# Heat loss on my ecb-like Char-Broil Smoker



## figjam (Nov 19, 2007)

OK, I have the Char-Broil Charcoal Water Smoker shown here:  http://www.homedepot.com/webapp/wcs/...ctId=100043270


I made some fatties and abt's on Saturday for the first time (sorry no q-view).  Both turned out great and everyone like them.  But, this is only the 3rd or 4th time I have ever used my smoker.  Every time I need to open up the lid to flip whatever I am cooking over, I lose heat and can't seem to get it back.

I cooked the fatties for 90 min @ 250.  I then opened the lid, flipped the fatties over, put on the top rack and placed the abt's on top.  I closed it up again and was going to let it go for another 90 min.  Well, my temp dropped to around 200.  I waited about 30 min to see if it would come back up, but it didn't.  So I opened the door and put in about a dozen more unlit briquettes using some tongs.  I could never get the temp back up to 250.
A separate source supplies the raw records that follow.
PR #497, opened 2017-08-21
XEP-0234, XEP-0300: Add hash-used element to hashes and make use of it in Jingle File Transfer

vanitasvitae:
As discussed in https://mail.jabber.org/pipermail/standards/2017-August/033116.html

### DIFF
--- a/xep-0234.xml
+++ b/xep-0234.xml
@@ -25,6 +25,12 @@
   &stpeter;
   &lance;
   <revision>
+    <version>0.18.2</version>
+    <date>2017-08.21</date>
+    <initials>ps</initials>
+    <remark><p>Make use of &lt;hash-used/&gt; from XEP-0300.</p></remark>
+  </revision>
+  <revision>
     <version>0.18.1</version>
     <date>2017-05-20</date>
     <initials>egp</initials>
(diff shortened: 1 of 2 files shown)


horazont:
Soo, @vanitasvitae, this PR will be my first victim, being new to the editor team. So let’s try to make this roll!

I requested a review from @tfar for the XEP-0300 part, and will try to hunt down Lance or Peter for comments on the XEP-0234 part (and possibly the XEP-0300 part).

stpeter:
@horazont You can find Lance via @legastero

xep-0234.xml
```diff
@@ -354,7 +360,12 @@
     <tr>
       <td>hash</td>
       <td>A hash of the file content, using the &lt;hash/&gt; element defined in &xep0300; and qualifed by the 'urn:xmpp:hashes:2' namespace. Multiple hashes MAY be included for hash agility.</td>
-      <td>REQUIRED when offering a file, otherwise OPTIONAL</td>
+      <td>See &lt;hash-used/&gt;</td>
+    </tr>
+    <tr>
+      <td>hash-used</td>
+      <td>Alternatively to a &lt;hash/&gt; element, the initiator can also include a &lt;hash-used/&gt; element. This comes handy to avoid reading the file twice to calculate the hash.</td>
```
stpeter: I don't think we mean "Alternatively" here because it seems that the <hash-used/> element is sent in addition to the <hash/> element (at least if I'm reading the text below correctly). An example would be helpful. English nit: "This comes in handy..." (or, less colloquially, "This avoids the need to read...").

Flowdalic: > it seems that the "hash-used" element is sent in addition to,

Just to clarify: The idea is that it is **not** send in addition to. You either send a hash element, which includes the hash algo and the hash value, OR you send a hash-used, which just includes the hash algo.

stpeter: If so, then I must be misreading the text around line 799, which says:

> In such a case however, the session-initiate message MUST contain a &lt;hash-used/&gt; element....  Additionally, the &lt;checksum/&gt; element MUST contain a &lt;file/&gt; element which MUST contain at least one &lt;hash/&gt; element....

In this situation, would there be both a "hash-used" element and a "hash" element?

vanitasvitae: I probably forgot to change the second sentence. It should be changed to say "at least one hash or hash-used element".

stpeter:
That'd be better. ;-) +1

vanitasvitae:
I changed the wording.

horazont:
@stpeter Do you, as author, approve the XEP-0234 changes in this PR and/or shall we wait for Lance’ comments?

legastero:
+1 @horazont

stpeter:
+1 here as well @horazont

PR #1405, opened 2024-12-03
New ProtoXEP: Pubsub Stories

edhelas:
This new ProtoXEP extends XEP-0472: Pubsub Social Feed by defining a new Profile called Stories.

An HTML version is available here: https://movim.eu/xeps/stories.html


singpolyma:
This does not define any namespace, though it says it does. It seems to register a well known pubsub node with the intent to store atom content in it.

Also WRT stories, are you sure it should be limited to picture? I think eg video stories are a thing? Perhaps just one atom entry with a SHOULD contain an enclosure would be closer.

edhelas:
@singpolyma Thanks for the feedbacks !

PR #1406, opened 2024-12-06
Uniformize the registrar anchor on all XEPs

linkmauve:
This change is purely editorial, it makes all XEPs with an XMPP Registrar Considerations section all have the same anchor.


linkmauve:
Please bypass CI, I won’t make one commit per XEP just to satisfy it.

guusdk:
I _think_ I addressed the multiple-files thing in https://github.com/xsf/xeps/pull/1378

PR #1409, opened 2024-12-20
Compliance Suite 2024: copied from XEP-0479

sonnyp:
Consider using squash and merge

I know it's a bit late for 2024, but I'm planning on submitting a 2025 proposal and it might be confusing to have a missing year.


Neustradamus:
@sonnyp: I propose to rename "Compliance Suite 2025" :)

jcbrand:
Is there any difference between the compliance suites for 2023 and 2024? If not, I don't think we need a 2024 suite just to avoid a gap in the years.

Anyone have any thoughts/tips for me?  Adding another partial chimney full of lit briquettes is difficult with this smoker as the water pan above the charcoal pan only has a few inches of room.


----------



## ajthepoolman (Nov 19, 2007)

Is this according to the temp guage on the lid or did you have another probe somewhere else measuring temps?   The lid mount therms are notorious for being way off temp.


----------



## wavector (Nov 19, 2007)

I see. There is little room for access to the charcoal pan. The el cheapo I have is a Cookin' Cajun and comes in serveral pieces. I think you need to modify you smoker to allow for ventilation. This should help solve some of the problems with recovery time.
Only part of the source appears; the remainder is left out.